Code Construction Rules
- Do not bypass the backend API for sending messages; route all prompts through authenticated endpoints.
- Do not rely on dynamic SQL without prepared statements; use parameterized queries for all cart data queries.
- Do not generate uncapped or unsolicited messages; respect opt-out signals and frequency limits.
- Do not mix business logic with AI prompt generation; separate concerns with a clear services layer.
- Do not use unsafe eval or reflective prompts; avoid code execution in prompts.
- Follow the directory rules and keep AI policies under infra/ai/prompts; document provenance.
Security and Production Rules
- Enforce TLS 1.2+ for all endpoints and encrypt database connections and secrets at rest.
- Use short-lived JWTs with rotation and implement refresh tokens for API access.
- Audit AI actions and message deliveries; store delivery receipts for compliance.
- Validate all inputs; implement input schemas for cart data and customer attributes.
- Limit AI prompt payload sizes to prevent abuse and ensure prompt determinism.
Testing Checklist
- Unit tests for cart logic, message templates, and prompt generation functions.
- Integration tests for cart-service + cart-ai orchestration and message delivery paths.
- End-to-end tests for a simulated abandoned cart lifecycle (cart abandon, prompt, follow-up).
- Linting and type checks; run tests in CI on PRs.
- Security scanning and dependency checks; verify secret management.
Common Mistakes to Avoid
- Overly aggressive AI prompts that reveal back-end logic to users.
- Missing consent handling and opt-out pathways for marketing messages.
- Skipping token rotation or insecure storage of secrets.
- Not isolating AI prompts from business logic, causing drift in behavior.
- Neglecting observability for AI outcomes and message delivery.

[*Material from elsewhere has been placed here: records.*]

PR #170, opened 2018-08-09
Fix R6 inheritance

dpseidel:
In trying to covert ggplot2 to use scales exported `Range` objects (tidyverse/ggplot2#2710), I realized that the R6 inheritance was broken. This PR fixes that. Unfortunately this likely means that conversion in ggplot2 needs to wait until the next scales release.

### DIFF
--- a/NEWS.md
+++ b/NEWS.md
@@ -1,5 +1,8 @@
 # scales 1.0.0.9000
 
+* `ContinuousRange` and `DiscreteRange` methods now properly inherit and are fully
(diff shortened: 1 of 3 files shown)


hadley:
Could you please add a unit test too?

dpseidel:
Added! Good thing too! They helped me catch another bug -- test-based development for the win! 🏆

hadley:
Is probably now deserving of a news bullet.

PR #176, opened 2018-09-05
Enforce units for symbols in number_bytes() and use symbols = "auto" for showing varying multiples

### LINKED ISSUE #174: Bytes is with a capital B
The functions number_bytes_format() and number_bytes() incorrectly return a lower case "b". 

> number_bytes_format()(sample(3000000000, 3))
[1] "899 Mb" "541 Mb" "78 Mb" 

But that should read 
[1] "899 MB" "541 MB" "78 MB".

In fact, the web page cited in the help document (http://en.wikipedia.org/wiki/Units_of_information)  states that:
> The IEEE 1541-2002 standard specifies "B" (upper case) as the symbol for byte 

The lowercase "b" is for bits. I wouldn't quibble except that the function has the word "byte" in the name.  (Scales is an essential package. Thanks for writing it!)

mikmart:
This branch includes a few changes to `number_bytes()`:

1. Units for symbols are enforced, i.e. can't have `units = "si"` and `symbol = "MiB"` or `units = "binary"` and `symbol = "MB"`. (This also fixes #174 as `*b` isn't valid in either unit system.)
3. Zero bytes are formatted: `number_bytes(0) == "0 B"`. This previously resulted in `character(0)`.
4. **Changed the meaning of `symbol = "auto"`** to use varying multiples, i.e. `number_bytes(1024^(1:2)) == c("1 KiB", "1 MiB")`. This (to me at least) seems like a more useful "auto" feature than picking a fixed symbol based on the maximum value: e.g. when formatting axis labels, it's easy to find the largest symbol with a two-pass method and then give it as a fixed argument (plot once, pick largest), while varying multiples would require a wrapper function with `map_chr()` or equivalent.

Do these changes sound reasonable? I haven't updated any of the docs (yet), but I'll be happy to add that if this were to be implemented.


R/formatter.r
```diff
@@ -767,49 +767,32 @@ number_bytes_format <- function(symbol = "auto", units = "binary", ...) {
...
+      si     = c( "kB",  "MB",  "GB",  "TB",  "PB",  "EB",  "ZB",  "YB"),
+      binary = c("KiB", "MiB", "GiB", "TiB", "PiB", "EiB", "ZiB", "YiB")
+    )
   )
 
   if (!(symbol %in% symbols)) {
-    warning(paste(
-      "`symbol` must be one of '", paste0(symbols, collapse = "', '"),
-      "'. Defaulting to 'auto'."
+    warning(paste0(
```
hadley: Can you eliminate the `paste()` altogether? `warning()` already pastes together its inputs

R/formatter.r
```diff
@@ -767,49 +767,32 @@ number_bytes_format <- function(symbol = "auto", units = "binary", ...) {
...
+  units <- match.arg(units, c("binary", "si"))
+
   symbols <- c(
-    "auto",
-    "b", "Kb", "Mb", "Gb", "Tb", "Pb", "Eb", "Zb", "Yb",
-    "B", "KB", "MB", "GB", "TB", "PB", "EB", "ZB", "YB",
-    "KiB", "MiB", "GiB", "TiB", "PiB", "EiB", "ZiB", "YiB"
+    "auto", "B",
+    switch(units,
+      si     = c( "kB",  "MB",  "GB",  "TB",  "PB",  "EB",  "ZB",  "YB"),
```
hadley: I wonder if it would be better to generate these from a data structure like `c(k = 3, M = 6, G = 9, ...)`, which could then be reused when automatically finding the symbol.

mikmart: @hadley yes I think that would be neater. I was thinking maybe it would make sense to just include a metric prefix table as package data and use it here? E.g. from [here](https://en.wikipedia.org/wiki/Metric_prefix)? Could include powers, symbols and text names for prefixes. It could also be used with `number_si()` and in other places, too, I'm sure.

mikmart: I can open another PR for that if that sounds good.

mikmart: @hadley I added the SI prefix table in #177, and it's working; but now I'm thinking maybe this got a bit over-engineered... Maybe it would be simpler to just include a vector like you suggested. What do you think?

hadley: Yeah, I think a vector would be better, although embedding the data frame directly isn't too bad if you think the other columns would be useful in the future.

mikmart: I think having a single place for all the SI prefixes would be useful, but perhaps not so much the columns other than power and symbol. So I went with a middle-ground and included a named vector outside the function.

R/formatter.r
```diff
@@ -740,18 +740,15 @@ pvalue <- function(x, accuracy = .001, decimal.mark = ".", add_p = FALSE) {
 
 #' Bytes formatter: convert to byte measurement and display symbol.
 #'
-#' @return a function with three parameters, `x``, a numeric vector that
-#'   returns a character vector, `symbol` the byte symbol (e.g. "Kb")
-#'   desired and the measurement `units` (traditional `binary` or
-#'   `si` for ISI metric units).
+#' @return a function with three parameters, `x``, a numeric vector that returns
```
hadley: Can you please fix the ``` `` ``` ? (it's not your fault, but you've touched this line so you might as well fix it)

R/formatter.r
```diff
@@ -760,56 +757,40 @@ pvalue <- function(x, accuracy = .001, decimal.mark = ".", add_p = FALSE) {
...
+    si     = paste0(prefix, "B"),
+    binary = paste0(toupper(prefix), "iB")
+  ))
 
   if (!(symbol %in% symbols)) {
-    warning(paste(
-      "`symbol` must be one of '", paste0(symbols, collapse = "', '"),
-      "'. Defaulting to 'auto'."
-    ), call. = F)
+    warning("`symbol` must be one of: '", paste0(symbols, collapse = "', '"),
```
hadley: Can you please follow the long-lines style: http://style.tidyverse.org/syntax.html#long-lines

hadley:

mikmart:
@hadley I added the bullet and addressed the other comments, too. This should be good to go.

hadley:
Thanks!!

PR #177, opened 2018-09-05
Include a table of SI prefixes as package data

mikmart:
Brought up in comments in #176 , this branch includes a table of SI prefixes as internal data for easy access to SI prefixes, their written names and corresponding powers.


hadley:
I don't think this needs to go in `sysdata.Rda` — you can just put `data-raw/sysdata.R` in `R/si-prefixes.R` (and don't document it since it's not exported)

mikmart:
I ended up reducing the table to a named vector instead (dropping the "text" column), and it's now included in `R/si-powers.R`.

mikmart:
Since #176 was merged I don't think this PR would actually do anything anymore, at least right now.

PR #178, opened 2018-09-06
Implement degree_format() (#159)

### LINKED ISSUE #159: Add a formatter for labels requiring a degree symbol
Add a formatter that adds degree symbols and characters to a numeric vector to make labels for things like temperature or latitude and longitude (as currently done by geom_sf). 

The current way to get this to format correctly in ggplot is something like:

```
library(ggplot2)
ggplot(data.frame(), aes(1, 1)) + scale_x_continuous(labels = c(
  expr(160 * degree * W), expr(140 * degree * W),
  expr(120 * degree * W), expr(100 * degree * W), 
  expr(0 * degree * W))
```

Related implementation resources: AI Agent Use Case for Fashion Retailers Using Customer Behavior Data to Personalize Product Recommendations and How Codex becomes more useful when it understands the project structure.
FAQ
What is a Cursor Rules Template?
A Cursor Rules Template is a copyable, stack-specific configuration block that defines how Cursor AI should operate in a given context. It prescribes roles, style guidelines, architecture expectations, and safety constraints to deliver consistent, auditable AI-driven behaviors for abandoned cart recovery in online stores.
Which stack does this template target?
This template targets a Node.js Express backend with PostgreSQL, Redis for queues, and a structured AI flow to generate and deliver cart recovery messages across channels. It enforces a clean separation between API surface, AI prompts, and delivery services for reliable operations.
How do I test the Cursor rules in my project?
Use unit tests for prompt generation utilities, integration tests for AI orchestration paths, and end-to-end tests simulating an abandoned cart. Integrate with GitHub Actions for CI to ensure reproducible test runs across environments.
How is security handled in this template?
Security is addressed with TLS, short-lived JWTs, encrypted secrets, and restricted data access. AI prompts are sandboxed and auditable, and data flows are designed to minimize PII exposure and comply with privacy requirements.
Can I customize prompts for different storefronts?
Yes, the template includes prompts with parameters for storefront branding, channel preferences, and message cadence. It supports per-store overrides while preserving core safety and architecture constraints.